**WORK INSTRUCTIONS**.
Collect from the data below each line with "replaced".

▬▬▬

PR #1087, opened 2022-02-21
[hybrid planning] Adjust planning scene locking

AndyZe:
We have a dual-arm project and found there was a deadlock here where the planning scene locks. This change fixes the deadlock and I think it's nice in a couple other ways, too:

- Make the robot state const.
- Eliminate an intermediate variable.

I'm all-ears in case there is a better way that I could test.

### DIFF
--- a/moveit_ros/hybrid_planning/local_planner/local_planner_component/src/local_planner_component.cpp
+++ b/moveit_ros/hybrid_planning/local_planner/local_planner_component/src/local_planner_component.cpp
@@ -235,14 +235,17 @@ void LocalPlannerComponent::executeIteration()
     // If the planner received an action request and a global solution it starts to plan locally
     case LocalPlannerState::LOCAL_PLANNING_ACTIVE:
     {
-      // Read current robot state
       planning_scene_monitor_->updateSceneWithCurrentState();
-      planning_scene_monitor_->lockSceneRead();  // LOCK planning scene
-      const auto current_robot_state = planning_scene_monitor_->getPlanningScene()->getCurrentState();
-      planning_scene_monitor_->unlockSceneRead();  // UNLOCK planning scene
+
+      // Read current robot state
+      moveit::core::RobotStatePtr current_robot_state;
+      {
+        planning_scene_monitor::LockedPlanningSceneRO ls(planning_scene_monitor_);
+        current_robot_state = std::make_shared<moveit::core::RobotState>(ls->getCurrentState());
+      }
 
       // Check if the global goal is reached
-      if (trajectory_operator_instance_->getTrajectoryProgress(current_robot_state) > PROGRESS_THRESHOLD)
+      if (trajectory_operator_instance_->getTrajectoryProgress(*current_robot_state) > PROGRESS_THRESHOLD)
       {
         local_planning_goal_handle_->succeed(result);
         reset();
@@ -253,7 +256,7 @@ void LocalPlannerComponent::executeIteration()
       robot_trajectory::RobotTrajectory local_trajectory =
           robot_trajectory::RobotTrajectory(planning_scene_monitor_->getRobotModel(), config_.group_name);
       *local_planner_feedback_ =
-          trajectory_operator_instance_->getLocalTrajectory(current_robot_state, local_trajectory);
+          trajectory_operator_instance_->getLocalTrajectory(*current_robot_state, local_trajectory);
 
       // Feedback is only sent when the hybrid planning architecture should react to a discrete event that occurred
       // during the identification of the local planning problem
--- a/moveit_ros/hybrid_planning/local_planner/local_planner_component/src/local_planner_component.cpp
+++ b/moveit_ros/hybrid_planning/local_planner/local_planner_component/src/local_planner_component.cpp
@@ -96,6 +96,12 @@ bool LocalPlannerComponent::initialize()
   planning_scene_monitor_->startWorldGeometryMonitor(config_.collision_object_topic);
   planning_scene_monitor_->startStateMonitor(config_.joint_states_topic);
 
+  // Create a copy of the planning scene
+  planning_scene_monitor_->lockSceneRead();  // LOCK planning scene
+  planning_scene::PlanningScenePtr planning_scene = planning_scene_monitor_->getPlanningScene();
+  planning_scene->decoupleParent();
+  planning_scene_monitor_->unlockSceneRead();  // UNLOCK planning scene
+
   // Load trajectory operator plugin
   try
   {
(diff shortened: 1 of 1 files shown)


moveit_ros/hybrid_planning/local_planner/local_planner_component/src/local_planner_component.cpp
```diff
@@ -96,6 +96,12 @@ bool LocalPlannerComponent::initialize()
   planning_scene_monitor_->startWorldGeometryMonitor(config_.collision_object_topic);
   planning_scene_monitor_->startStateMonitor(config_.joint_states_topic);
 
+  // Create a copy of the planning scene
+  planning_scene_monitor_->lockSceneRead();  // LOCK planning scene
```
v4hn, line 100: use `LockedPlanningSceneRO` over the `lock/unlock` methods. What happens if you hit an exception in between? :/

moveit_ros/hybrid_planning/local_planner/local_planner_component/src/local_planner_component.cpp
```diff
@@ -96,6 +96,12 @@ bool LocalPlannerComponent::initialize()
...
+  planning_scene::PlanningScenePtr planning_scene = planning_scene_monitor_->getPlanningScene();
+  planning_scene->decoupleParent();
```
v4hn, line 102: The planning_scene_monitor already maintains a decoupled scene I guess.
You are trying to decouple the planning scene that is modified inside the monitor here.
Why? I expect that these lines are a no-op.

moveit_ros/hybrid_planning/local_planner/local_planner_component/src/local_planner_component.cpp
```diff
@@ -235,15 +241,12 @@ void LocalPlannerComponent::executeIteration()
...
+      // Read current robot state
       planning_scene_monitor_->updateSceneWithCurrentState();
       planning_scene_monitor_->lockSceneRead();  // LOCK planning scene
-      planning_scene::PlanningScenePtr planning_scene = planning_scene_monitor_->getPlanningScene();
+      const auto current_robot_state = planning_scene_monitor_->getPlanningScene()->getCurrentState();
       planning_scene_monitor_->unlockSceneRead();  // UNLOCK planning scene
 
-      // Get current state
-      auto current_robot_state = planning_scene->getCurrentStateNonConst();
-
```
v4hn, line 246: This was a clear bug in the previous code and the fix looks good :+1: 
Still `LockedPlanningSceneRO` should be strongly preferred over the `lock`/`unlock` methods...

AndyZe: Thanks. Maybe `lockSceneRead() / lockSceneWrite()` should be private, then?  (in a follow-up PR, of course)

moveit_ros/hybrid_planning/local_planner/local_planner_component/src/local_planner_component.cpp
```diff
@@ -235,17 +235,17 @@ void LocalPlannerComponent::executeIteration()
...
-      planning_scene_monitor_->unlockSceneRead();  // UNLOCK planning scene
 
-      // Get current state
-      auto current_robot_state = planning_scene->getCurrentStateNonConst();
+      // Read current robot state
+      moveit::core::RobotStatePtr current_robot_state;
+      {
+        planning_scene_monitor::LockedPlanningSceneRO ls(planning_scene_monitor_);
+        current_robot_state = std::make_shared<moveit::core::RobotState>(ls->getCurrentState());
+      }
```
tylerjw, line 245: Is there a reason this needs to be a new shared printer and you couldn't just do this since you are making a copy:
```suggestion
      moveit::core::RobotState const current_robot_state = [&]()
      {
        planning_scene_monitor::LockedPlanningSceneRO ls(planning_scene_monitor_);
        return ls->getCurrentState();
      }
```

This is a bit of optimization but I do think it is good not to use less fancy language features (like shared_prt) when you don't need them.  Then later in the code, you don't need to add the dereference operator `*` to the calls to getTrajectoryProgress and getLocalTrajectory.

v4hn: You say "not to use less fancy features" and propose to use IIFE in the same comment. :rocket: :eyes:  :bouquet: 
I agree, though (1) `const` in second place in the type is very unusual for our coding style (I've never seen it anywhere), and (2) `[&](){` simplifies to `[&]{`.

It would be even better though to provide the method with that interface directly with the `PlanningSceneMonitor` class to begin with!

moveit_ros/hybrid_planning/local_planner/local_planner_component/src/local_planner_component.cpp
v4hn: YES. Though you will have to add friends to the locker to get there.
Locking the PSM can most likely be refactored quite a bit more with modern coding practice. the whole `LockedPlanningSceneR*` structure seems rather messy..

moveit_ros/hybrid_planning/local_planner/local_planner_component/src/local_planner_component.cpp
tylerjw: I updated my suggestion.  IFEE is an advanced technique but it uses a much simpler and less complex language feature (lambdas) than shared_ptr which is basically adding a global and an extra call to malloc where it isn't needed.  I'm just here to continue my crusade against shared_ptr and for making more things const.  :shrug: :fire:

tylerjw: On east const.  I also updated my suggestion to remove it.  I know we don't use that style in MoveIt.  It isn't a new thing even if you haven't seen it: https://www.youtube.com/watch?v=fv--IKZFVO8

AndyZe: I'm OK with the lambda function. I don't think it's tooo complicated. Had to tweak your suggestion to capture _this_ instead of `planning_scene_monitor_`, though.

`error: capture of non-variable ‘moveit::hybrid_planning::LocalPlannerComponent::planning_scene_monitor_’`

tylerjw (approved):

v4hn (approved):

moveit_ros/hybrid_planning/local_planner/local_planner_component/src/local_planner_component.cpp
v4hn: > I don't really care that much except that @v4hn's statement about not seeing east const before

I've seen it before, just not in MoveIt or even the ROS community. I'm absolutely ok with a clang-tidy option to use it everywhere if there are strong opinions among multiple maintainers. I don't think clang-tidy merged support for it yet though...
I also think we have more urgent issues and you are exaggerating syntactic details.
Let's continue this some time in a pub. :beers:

▬▬▬

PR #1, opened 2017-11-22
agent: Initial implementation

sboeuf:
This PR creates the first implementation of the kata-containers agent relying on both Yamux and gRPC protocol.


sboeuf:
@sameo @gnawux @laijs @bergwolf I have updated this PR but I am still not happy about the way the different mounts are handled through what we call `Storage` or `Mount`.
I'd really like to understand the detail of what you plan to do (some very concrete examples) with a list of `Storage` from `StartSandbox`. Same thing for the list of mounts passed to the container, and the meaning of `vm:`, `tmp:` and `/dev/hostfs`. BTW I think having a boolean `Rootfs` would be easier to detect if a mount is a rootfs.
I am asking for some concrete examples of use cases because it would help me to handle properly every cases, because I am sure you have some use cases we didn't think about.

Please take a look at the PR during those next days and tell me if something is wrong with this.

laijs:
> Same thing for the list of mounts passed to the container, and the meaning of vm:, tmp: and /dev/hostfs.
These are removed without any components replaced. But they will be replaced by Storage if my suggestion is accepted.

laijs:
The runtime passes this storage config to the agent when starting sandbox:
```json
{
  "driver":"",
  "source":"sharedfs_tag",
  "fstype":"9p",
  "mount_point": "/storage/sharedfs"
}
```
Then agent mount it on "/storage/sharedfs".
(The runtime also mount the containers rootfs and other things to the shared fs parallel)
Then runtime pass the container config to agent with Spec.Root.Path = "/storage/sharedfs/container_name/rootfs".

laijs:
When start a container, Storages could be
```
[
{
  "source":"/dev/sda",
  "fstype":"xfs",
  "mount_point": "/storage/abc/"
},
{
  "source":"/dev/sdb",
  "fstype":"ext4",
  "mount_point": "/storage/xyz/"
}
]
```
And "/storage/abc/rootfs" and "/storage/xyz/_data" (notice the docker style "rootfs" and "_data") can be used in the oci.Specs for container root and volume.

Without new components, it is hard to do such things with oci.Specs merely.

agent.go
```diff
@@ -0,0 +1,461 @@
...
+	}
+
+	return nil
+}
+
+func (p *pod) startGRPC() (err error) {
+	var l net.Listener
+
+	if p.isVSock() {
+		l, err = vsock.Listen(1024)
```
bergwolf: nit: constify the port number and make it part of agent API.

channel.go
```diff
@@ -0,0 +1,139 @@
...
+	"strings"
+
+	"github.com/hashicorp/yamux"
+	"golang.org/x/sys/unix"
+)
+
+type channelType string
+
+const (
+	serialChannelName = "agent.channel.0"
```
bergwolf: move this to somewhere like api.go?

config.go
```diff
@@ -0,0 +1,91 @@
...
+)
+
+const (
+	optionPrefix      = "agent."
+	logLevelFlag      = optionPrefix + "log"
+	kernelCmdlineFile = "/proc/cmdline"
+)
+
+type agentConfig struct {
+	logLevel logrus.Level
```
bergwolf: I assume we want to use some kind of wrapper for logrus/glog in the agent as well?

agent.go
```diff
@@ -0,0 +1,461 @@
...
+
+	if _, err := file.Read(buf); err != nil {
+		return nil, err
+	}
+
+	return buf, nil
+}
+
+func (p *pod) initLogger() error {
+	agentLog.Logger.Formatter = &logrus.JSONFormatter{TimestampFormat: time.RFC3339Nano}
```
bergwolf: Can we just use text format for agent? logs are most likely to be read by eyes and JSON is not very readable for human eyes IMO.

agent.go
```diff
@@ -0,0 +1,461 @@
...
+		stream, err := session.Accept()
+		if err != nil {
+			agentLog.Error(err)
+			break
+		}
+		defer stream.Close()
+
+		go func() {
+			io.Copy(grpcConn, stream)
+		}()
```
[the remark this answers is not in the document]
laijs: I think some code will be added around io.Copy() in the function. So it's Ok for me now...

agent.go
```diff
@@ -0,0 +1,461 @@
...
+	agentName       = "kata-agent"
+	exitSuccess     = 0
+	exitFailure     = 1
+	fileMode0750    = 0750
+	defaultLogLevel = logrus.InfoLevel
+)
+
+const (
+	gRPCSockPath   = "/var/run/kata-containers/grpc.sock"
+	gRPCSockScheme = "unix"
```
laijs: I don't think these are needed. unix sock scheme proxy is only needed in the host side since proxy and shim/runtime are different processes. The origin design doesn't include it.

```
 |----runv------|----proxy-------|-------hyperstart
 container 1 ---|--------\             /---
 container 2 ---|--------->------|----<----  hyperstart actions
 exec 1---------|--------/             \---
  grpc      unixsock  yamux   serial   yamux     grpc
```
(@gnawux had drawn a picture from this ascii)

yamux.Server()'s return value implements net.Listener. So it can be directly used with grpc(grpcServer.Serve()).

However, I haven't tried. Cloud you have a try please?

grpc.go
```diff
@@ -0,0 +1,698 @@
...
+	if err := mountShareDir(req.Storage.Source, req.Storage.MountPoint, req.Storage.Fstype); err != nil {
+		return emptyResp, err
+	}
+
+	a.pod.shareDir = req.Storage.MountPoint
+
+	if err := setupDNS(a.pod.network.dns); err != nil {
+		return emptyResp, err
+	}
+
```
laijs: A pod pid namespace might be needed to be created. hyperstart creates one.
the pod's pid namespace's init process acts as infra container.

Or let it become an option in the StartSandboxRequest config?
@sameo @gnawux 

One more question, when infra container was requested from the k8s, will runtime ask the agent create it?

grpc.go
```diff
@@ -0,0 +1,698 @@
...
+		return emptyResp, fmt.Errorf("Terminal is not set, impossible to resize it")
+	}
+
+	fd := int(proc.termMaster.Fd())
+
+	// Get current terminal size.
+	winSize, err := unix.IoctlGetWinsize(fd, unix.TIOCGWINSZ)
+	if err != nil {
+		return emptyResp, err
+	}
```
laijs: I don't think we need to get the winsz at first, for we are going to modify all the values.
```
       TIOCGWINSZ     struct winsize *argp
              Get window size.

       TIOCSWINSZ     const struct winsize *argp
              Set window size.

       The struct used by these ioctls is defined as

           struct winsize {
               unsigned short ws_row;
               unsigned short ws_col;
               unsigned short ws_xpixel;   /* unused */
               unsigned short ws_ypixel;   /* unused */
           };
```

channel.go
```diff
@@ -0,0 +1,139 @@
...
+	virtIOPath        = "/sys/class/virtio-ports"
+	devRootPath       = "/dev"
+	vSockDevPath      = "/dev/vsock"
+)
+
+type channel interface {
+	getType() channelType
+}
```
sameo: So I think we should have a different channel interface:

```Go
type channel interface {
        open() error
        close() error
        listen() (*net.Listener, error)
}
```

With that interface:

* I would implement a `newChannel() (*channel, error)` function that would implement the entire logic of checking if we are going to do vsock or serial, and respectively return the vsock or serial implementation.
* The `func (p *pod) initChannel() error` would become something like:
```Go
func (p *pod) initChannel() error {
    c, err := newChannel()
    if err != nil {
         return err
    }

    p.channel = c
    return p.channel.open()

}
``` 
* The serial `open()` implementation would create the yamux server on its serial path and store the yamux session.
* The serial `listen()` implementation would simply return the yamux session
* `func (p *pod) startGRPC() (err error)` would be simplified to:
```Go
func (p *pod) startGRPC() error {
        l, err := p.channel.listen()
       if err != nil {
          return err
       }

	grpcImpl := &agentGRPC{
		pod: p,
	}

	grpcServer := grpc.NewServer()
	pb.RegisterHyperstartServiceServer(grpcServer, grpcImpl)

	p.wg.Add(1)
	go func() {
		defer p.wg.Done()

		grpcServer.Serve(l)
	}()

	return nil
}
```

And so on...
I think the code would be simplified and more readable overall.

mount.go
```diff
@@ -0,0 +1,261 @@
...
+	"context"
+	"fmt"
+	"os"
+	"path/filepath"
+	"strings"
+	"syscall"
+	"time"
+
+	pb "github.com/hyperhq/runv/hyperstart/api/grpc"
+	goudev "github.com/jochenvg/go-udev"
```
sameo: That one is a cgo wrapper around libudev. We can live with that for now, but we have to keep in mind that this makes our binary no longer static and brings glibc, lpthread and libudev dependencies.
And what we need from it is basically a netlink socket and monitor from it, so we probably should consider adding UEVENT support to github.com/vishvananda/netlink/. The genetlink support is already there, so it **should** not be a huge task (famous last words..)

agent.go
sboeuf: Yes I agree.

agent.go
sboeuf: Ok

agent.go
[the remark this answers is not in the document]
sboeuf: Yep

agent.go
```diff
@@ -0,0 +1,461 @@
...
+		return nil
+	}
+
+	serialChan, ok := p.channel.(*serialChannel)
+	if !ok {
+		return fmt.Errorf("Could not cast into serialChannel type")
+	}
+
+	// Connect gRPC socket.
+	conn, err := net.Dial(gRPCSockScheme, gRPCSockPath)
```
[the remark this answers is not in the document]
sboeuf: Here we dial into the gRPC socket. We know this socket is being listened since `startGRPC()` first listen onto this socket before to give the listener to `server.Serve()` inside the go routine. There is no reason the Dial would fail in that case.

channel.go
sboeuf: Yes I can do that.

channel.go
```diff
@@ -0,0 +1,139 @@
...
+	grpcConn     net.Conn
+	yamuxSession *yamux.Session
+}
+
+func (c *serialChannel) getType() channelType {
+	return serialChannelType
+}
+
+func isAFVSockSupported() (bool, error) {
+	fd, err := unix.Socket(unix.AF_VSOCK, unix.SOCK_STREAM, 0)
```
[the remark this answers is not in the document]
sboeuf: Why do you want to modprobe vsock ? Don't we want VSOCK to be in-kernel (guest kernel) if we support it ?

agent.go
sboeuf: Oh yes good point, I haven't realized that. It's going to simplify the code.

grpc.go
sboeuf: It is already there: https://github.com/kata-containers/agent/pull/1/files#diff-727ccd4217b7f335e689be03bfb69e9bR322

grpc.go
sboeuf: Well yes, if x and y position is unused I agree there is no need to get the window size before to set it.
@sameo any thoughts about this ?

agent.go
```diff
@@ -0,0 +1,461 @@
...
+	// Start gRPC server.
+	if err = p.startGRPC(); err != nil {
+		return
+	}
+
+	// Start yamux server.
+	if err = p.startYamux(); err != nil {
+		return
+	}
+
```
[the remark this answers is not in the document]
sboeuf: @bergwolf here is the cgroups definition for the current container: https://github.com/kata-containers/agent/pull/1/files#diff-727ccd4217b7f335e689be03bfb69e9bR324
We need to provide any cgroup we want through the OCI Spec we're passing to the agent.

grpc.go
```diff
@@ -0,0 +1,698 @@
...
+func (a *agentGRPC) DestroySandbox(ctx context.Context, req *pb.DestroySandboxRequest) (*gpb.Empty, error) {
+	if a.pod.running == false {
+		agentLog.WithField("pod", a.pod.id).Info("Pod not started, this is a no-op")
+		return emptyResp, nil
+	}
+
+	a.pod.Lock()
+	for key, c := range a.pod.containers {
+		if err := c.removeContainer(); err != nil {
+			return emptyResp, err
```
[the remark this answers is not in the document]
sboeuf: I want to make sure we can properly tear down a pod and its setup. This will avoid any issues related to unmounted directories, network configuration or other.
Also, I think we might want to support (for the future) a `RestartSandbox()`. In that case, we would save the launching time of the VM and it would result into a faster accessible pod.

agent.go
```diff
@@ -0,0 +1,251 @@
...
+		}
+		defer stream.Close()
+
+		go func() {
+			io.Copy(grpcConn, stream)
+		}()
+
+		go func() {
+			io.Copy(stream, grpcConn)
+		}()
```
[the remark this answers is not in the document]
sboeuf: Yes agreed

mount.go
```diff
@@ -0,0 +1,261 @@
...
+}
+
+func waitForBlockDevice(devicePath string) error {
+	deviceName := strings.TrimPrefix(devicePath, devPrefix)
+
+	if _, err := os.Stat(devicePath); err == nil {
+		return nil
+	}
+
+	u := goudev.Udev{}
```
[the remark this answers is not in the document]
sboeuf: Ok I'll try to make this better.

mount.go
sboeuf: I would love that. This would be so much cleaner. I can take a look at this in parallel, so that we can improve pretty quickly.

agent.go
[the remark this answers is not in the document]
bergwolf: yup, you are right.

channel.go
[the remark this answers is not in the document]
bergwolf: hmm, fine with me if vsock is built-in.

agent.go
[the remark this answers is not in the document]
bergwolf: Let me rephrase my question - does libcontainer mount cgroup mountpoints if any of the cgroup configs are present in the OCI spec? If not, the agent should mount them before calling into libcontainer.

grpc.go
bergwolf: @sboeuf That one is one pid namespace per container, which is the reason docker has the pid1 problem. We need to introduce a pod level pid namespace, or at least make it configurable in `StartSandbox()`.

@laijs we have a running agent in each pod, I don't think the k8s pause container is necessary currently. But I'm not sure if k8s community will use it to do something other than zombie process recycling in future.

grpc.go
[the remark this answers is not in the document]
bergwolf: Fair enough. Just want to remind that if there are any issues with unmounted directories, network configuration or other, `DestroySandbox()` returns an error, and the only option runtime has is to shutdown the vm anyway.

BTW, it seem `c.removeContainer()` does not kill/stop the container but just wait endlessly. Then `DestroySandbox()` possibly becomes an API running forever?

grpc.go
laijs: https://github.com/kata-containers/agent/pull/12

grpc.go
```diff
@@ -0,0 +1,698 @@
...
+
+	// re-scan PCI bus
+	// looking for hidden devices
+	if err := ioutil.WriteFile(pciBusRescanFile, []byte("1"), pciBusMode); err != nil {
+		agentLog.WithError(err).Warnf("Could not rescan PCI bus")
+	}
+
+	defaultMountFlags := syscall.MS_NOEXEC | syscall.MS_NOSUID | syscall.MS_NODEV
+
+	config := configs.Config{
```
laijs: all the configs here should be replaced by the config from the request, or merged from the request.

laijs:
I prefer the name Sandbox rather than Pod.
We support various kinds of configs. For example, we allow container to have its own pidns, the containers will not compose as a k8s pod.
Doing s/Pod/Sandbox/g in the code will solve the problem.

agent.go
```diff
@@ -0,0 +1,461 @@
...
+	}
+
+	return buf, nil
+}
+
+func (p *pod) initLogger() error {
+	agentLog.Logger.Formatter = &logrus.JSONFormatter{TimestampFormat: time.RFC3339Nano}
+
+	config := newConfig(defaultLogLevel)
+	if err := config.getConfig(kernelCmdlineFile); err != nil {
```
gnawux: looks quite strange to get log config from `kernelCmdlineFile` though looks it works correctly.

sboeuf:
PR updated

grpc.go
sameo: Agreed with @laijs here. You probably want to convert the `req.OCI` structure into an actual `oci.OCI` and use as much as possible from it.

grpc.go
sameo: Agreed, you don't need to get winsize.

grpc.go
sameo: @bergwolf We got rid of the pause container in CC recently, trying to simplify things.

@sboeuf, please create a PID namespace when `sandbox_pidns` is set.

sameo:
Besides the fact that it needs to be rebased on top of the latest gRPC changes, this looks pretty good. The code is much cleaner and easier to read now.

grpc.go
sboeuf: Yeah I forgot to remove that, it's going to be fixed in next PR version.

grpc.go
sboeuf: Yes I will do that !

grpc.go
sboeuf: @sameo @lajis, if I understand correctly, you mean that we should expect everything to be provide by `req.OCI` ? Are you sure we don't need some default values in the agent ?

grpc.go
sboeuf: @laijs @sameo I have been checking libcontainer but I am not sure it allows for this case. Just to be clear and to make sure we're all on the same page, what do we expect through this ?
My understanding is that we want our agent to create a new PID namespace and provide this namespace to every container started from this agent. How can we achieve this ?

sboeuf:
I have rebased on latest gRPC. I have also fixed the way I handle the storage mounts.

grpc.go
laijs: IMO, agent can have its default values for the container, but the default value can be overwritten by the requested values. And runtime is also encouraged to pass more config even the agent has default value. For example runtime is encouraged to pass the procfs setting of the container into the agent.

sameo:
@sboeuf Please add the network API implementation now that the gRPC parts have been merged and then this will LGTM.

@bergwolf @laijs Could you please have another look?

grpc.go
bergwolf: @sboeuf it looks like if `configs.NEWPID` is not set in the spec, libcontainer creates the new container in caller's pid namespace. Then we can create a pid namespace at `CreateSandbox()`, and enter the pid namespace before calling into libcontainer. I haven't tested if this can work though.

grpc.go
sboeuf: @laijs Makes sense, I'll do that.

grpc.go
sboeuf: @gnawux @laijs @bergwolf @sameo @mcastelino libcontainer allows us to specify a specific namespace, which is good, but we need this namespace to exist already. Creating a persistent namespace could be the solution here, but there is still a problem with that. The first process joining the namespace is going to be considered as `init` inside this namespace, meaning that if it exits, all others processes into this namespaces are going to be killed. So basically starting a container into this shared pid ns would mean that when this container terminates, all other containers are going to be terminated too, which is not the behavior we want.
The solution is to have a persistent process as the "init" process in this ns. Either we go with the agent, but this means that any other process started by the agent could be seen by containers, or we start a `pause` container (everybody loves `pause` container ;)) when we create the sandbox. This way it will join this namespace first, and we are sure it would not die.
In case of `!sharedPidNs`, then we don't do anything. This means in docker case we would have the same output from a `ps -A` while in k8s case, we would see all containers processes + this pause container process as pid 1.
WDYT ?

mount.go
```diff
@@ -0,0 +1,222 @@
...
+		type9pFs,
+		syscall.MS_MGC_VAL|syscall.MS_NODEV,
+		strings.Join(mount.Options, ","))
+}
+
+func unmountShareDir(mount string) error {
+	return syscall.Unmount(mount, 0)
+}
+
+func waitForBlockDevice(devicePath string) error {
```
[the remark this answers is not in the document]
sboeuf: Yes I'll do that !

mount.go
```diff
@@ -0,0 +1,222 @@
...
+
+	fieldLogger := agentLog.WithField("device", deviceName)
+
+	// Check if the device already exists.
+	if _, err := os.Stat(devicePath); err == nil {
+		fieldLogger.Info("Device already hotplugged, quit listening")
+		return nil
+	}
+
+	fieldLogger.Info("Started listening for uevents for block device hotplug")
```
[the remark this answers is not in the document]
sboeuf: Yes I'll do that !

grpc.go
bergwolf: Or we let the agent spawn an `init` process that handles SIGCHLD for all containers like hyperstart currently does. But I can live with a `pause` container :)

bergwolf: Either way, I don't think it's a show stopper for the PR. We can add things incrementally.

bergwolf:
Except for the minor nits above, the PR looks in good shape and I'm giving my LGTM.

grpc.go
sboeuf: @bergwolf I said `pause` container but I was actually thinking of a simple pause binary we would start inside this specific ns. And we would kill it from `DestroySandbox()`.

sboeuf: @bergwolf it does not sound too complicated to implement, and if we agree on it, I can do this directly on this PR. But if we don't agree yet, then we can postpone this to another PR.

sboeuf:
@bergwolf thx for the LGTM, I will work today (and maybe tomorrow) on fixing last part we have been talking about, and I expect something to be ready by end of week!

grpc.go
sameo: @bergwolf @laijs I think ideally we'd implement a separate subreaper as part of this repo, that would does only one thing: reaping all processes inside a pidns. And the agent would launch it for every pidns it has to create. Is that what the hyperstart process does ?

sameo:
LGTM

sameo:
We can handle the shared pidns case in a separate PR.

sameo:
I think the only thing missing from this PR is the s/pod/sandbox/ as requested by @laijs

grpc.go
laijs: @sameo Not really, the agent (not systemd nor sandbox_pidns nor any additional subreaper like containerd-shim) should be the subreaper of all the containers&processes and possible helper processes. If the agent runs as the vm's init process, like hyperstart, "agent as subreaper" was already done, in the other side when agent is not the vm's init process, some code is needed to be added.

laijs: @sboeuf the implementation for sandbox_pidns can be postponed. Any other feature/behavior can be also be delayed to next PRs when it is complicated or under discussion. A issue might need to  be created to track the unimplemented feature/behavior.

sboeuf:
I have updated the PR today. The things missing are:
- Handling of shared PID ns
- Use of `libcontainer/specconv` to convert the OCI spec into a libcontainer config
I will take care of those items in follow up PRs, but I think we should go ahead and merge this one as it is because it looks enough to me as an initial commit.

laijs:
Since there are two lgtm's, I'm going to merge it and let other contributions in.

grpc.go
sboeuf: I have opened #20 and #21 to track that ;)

▬▬▬

**OUTPUT BELOW**.
These are removed without any components replaced. But they will be replaced by Storage if my suggestion is accepted.
laijs: all the configs here should be replaced by the config from the request, or merged from the request.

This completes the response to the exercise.